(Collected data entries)
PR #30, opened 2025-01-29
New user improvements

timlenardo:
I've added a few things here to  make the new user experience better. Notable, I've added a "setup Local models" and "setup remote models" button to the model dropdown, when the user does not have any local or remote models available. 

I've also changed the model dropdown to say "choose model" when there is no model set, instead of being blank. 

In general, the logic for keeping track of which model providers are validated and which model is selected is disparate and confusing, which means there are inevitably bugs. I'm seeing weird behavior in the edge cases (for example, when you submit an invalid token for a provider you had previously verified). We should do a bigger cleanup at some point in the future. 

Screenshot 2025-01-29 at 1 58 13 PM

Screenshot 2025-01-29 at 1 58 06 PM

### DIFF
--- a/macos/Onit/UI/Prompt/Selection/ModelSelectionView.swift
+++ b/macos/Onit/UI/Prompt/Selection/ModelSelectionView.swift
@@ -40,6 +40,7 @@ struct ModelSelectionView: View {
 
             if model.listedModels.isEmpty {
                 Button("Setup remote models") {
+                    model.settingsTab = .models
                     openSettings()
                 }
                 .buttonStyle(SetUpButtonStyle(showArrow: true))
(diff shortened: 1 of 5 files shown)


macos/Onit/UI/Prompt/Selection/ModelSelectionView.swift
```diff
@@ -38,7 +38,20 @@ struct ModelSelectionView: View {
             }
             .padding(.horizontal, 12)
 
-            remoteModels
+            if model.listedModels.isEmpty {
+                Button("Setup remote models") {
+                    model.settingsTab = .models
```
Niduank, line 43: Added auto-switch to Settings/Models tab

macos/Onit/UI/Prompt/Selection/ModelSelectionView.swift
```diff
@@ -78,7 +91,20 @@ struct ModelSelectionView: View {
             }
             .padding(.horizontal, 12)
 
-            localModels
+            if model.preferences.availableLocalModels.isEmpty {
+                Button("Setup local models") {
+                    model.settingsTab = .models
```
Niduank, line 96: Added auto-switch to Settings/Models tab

...

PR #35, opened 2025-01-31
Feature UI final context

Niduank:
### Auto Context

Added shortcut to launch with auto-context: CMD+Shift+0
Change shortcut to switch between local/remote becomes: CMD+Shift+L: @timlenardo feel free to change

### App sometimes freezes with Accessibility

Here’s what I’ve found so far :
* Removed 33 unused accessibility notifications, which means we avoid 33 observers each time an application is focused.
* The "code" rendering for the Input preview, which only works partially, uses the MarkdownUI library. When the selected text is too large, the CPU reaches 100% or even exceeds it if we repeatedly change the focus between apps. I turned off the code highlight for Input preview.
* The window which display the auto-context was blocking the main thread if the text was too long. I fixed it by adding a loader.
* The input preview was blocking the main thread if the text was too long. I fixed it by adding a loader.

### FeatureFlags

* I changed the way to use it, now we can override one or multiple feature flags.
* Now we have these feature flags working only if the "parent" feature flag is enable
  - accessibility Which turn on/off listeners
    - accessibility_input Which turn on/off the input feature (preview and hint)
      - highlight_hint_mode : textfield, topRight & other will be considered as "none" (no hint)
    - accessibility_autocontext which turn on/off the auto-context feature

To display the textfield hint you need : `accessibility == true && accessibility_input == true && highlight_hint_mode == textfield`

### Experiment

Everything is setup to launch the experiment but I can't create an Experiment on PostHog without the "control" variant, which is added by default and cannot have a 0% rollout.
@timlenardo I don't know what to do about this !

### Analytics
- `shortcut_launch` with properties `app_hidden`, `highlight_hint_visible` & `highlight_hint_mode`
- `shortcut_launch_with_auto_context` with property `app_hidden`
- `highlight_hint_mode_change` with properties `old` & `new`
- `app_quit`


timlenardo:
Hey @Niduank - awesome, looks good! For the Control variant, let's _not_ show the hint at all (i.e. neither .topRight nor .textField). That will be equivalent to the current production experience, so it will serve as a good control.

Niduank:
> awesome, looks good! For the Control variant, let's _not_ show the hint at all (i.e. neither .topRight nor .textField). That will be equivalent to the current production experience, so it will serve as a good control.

TASK DIRECTIONS:
Filter the data above by the word "means" and copy every line that matches.

TASK SOLUTION:
In general, the logic for keeping track of which model providers are validated and which model is selected is disparate and confusing, which means there are inevitably bugs. I'm seeing weird behavior in the edge cases (for example, when you submit an invalid token for a provider you had previously verified). We should do a bigger cleanup at some point in the future. 
* Removed 33 unused accessibility notifications, which means we avoid 33 observers each time an application is focused.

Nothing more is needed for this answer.